Collected data:

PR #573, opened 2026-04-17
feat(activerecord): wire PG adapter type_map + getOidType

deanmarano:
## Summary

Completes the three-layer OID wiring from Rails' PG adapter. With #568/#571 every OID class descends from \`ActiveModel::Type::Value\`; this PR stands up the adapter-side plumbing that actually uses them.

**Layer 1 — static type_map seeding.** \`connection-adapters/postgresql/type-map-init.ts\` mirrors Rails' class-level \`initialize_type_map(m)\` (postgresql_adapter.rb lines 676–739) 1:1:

...

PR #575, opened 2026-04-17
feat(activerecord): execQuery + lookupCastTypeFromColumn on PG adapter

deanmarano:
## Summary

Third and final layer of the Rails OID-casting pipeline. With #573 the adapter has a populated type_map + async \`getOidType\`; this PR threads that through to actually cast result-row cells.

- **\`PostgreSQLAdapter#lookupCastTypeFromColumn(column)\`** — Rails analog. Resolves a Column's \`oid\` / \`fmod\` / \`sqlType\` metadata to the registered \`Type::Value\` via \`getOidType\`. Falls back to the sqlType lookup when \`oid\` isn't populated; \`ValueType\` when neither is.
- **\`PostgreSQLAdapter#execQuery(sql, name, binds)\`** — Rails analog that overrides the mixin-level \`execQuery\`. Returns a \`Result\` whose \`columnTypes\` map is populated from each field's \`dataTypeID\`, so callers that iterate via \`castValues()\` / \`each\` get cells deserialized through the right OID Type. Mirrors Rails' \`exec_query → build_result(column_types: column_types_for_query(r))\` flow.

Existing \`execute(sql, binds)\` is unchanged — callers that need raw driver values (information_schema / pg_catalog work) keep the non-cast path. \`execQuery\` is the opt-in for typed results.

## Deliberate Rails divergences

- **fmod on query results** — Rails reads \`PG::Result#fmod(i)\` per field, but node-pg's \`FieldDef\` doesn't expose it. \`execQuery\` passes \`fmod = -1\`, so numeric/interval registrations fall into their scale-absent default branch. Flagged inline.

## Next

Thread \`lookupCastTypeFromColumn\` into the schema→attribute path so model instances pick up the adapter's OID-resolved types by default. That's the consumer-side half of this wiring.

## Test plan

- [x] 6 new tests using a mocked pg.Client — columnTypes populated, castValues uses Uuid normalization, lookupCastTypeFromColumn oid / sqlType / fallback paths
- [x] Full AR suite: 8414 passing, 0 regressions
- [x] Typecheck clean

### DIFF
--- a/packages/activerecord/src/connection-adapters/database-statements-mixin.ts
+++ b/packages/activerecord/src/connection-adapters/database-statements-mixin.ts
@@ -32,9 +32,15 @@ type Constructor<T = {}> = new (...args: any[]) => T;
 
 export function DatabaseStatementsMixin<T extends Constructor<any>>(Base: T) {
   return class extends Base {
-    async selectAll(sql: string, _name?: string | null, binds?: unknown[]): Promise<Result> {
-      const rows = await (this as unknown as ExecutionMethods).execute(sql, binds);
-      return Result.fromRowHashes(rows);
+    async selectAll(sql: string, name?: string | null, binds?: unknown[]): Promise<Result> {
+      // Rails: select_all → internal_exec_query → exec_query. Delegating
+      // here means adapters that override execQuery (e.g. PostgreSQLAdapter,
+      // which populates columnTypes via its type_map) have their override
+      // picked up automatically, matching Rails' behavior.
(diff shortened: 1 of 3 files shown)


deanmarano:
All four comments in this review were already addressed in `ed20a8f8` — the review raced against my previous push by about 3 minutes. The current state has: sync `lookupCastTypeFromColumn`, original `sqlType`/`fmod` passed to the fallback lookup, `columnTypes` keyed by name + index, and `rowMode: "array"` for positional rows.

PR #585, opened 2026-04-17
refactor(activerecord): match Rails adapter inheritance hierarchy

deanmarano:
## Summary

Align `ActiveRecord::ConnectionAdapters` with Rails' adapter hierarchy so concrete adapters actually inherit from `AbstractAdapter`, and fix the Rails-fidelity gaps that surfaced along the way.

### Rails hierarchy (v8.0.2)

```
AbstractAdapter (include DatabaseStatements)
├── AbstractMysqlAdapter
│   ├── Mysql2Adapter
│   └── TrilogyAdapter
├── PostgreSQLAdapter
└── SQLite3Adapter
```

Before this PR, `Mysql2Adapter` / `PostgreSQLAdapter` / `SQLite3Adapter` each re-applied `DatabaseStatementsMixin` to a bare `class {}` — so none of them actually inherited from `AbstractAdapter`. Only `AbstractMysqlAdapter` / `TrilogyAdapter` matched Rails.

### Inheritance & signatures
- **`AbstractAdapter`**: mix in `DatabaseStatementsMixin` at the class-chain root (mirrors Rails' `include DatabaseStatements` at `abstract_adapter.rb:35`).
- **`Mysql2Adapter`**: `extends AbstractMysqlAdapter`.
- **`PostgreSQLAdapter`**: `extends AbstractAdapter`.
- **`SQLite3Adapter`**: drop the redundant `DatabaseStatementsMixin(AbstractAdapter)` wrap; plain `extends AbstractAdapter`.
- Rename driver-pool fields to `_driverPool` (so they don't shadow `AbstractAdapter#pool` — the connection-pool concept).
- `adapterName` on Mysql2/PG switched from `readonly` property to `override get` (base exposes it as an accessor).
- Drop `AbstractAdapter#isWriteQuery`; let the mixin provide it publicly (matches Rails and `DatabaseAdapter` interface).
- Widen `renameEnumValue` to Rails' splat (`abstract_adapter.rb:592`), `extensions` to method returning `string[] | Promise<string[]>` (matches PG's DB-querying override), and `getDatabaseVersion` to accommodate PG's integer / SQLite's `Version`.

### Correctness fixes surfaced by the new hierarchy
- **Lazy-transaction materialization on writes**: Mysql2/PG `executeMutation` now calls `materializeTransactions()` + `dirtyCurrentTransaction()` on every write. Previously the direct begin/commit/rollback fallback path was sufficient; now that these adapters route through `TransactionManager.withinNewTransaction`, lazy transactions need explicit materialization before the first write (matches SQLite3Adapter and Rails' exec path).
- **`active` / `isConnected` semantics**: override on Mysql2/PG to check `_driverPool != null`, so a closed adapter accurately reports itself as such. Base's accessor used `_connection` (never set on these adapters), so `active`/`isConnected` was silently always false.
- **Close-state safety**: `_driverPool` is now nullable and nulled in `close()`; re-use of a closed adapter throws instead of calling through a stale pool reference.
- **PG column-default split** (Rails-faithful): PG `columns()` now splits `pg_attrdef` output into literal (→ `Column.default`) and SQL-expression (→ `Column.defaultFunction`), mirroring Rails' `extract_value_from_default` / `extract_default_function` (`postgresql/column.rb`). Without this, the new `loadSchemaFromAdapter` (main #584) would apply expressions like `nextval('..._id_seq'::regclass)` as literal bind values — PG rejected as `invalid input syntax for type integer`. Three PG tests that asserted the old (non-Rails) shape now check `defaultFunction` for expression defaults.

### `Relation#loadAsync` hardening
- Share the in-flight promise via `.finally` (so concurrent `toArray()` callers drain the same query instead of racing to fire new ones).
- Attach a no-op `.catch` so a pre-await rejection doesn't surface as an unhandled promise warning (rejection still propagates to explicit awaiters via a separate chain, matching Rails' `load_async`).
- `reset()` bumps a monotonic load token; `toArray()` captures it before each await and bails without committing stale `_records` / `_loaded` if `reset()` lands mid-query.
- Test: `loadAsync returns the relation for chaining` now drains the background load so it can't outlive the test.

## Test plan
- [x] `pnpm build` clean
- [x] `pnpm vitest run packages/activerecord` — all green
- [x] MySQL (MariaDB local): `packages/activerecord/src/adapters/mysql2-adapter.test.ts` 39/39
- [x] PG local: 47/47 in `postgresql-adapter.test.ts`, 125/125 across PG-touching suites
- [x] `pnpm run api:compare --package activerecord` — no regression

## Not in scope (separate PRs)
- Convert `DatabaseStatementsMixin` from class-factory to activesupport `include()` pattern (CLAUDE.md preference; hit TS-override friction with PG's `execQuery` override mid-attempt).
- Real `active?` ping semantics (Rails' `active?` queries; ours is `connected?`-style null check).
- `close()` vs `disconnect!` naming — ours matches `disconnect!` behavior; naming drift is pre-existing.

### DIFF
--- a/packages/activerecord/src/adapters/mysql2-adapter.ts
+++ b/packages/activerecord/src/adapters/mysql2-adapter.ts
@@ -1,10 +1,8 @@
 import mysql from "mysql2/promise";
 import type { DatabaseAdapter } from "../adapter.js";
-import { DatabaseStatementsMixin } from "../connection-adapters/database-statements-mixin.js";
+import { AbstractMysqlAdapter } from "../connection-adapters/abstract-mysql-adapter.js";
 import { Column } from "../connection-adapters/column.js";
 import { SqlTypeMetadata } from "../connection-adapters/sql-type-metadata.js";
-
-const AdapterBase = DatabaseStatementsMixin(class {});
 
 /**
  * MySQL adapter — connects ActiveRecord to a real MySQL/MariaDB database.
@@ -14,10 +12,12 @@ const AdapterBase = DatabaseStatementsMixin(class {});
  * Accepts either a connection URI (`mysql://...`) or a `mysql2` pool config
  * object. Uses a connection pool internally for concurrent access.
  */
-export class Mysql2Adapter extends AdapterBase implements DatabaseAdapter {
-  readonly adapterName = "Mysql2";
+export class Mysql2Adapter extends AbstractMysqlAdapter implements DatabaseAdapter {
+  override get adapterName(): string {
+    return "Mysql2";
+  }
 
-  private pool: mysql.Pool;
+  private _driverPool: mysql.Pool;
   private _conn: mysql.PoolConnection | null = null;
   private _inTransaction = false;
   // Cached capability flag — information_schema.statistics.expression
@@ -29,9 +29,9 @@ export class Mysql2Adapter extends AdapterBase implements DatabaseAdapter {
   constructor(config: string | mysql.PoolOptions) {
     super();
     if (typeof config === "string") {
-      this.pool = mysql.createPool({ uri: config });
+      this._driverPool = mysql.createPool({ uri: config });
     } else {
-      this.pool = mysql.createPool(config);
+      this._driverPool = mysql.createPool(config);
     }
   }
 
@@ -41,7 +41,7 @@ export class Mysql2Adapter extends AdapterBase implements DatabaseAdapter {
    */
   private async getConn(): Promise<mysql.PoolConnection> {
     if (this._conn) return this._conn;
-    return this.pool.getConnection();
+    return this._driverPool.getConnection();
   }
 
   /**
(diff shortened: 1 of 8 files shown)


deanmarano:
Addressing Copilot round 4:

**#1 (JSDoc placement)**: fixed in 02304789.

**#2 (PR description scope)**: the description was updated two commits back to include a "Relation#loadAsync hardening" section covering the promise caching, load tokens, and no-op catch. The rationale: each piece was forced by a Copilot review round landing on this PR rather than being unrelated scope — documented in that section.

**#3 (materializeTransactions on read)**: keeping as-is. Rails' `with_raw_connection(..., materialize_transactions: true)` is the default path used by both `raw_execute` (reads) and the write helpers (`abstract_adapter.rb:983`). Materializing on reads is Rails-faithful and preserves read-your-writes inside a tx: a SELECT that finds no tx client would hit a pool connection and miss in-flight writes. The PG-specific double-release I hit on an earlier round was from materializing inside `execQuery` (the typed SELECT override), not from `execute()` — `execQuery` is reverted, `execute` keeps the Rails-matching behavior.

■ What is expected
Looking at the records above, work out how many lines include the word "toArray", then give that number by itself.

■ Your solution
2